小さい頃から本が好きだった。特に哲学や文化人類学的な観点で「人間とは何か」「何故人間だけが知性を手に入れたのか」について考えるキッカケをくれる本が好きだった。

「人間とは何か」は古代ギリシャの時代から、それは多くの人が考え抜いてきたテーマ。なのに未だに明快な答えがないってすごくないだろうか。
身体的に決して優れているとはいえないヒトという動物。それが何故、現在食物連鎖の頂点に君臨しているかって不思議ではないだろうか。
そんな謎にヒントをくれる本が私は好きだった。そしてそれらをいつもワクワクして読む、そんな青春時代だった。

一方で思春期の私は「リア充」であることも、とても重要視していた。いつも人の輪の中にいて、恋愛やイベントごとを最大限楽しみたいと思っていた。
ここで一点問題がある。「リア充」の世界では、概して「まじめはダサい」。だから「人間とは何か」なんて話を、リア充活動中に口にすることはなかった。それよりももっとライトな話題、たとえば最近みた映画、や面白かった漫画、時には下世話な話でもいい、を自ら進んで口にした。
そしていつからかリア充活動に勤しみすぎて、昔のように「人間とは何か」と向き合うことがずいぶん少なくなった。

そんな状況が変わり始めたのは、ついここ最近のことだ。投資について調べていた今の恋人は、経済に影響を与える、という観点で政治に興味を持った。そしてその流れで歴史にも興味を持つようになり、産業革命が起きた後にどのような変化が社会に起こったか、だったり、共産主義は何故失敗したのか、だったり、そんな話を彼とする機会がとても増えた。
そして株式会社コルクが主宰する「コルクラボ」に入った。ラボの中でも宗教のはじまりだったり、モダニズムからポストモダニズムの変遷だったり、そういった話のできる人が見つかった。
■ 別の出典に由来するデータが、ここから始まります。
PR #6462, opened 2023-01-20
Use separate argument in `CustomDist` for functions that return symbolic representations

ricardoV94:
The initial API introduced in https://github.com/pymc-devs/pymc/pull/6361 of overloading the `random` kwarg and branching depending on whether the function returned PyTensor variables or failed whatsoever was pretty bad. For instance it would mask obvious errors like calling `pm.Normal.dist(banana=...)`.

Such errors won't be masked anymore, and the user must instead pass such functions to the `dist` kwarg. I added a temporary check to help users navigate the API change.

It also cleans some stale references to Aesara

### DIFF
--- a/pymc/distributions/distribution.py
+++ b/pymc/distributions/distribution.py
@@ -613,7 +613,7 @@ class _CustomSymbolicDist(Distribution):
         cls,
         *dist_params,
         class_name: str,
-        random: Callable,
+        dist: Callable,
         logp: Optional[Callable] = None,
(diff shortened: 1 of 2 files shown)


michaelosthege (approved):
I wanted to suggest raising a deprecation warning, but old calls will now result in a `TypeError` because `dist` is a required kwarg.

Not great, but I guess there was the experimental warning, so YOLO.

そんな中手に取った「サピエンス全史」。人間の歴史を20万年前から振り返るという、壮大なスケールの本だ。

昔はもっとヒト科の動物がいたこと。
農耕民族より狩猟民族の方が、実は栄養状態がよかったこと。
アメリカの独立宣言は神話という見方もできること。
アメリカ大陸の発見が、見知っていることが全てではないと考える近代化の基礎になったこと。
宗教と会社という概念は近しいということ。

筆者が明らかにする、または主張する説のひとつひとつが、なんとワクワクすることか。ところどころ冗長な箇所はあるにせよ、それでも最近読んだ本の中でもピカイチの面白さ。連休中に一気に読みきった。

日ごろ意識するのは、東京に住んでいて、駆け出しのライターである、アラフォーの自分。だけど視点を広げると自分はホモ・サピエンスというヒト科の動物だ。この動物は、ここ20万年の歴史の中で、一番平和に暮らしているようにみえる。いったいそれは何故なのか、または果たしてそれは真実なのか。

やっぱり「人間とは何か」を考えるのは面白い。

思うに「まじめがダサい」はただの呪いだった。真の「リア充」とは、自分のやりたいことを思う存分にやれる人のことだ。「「まじめ」がダサい」のではなく、「「まじめ」をダサい」と感じている自分が、むしろとてもダサかった。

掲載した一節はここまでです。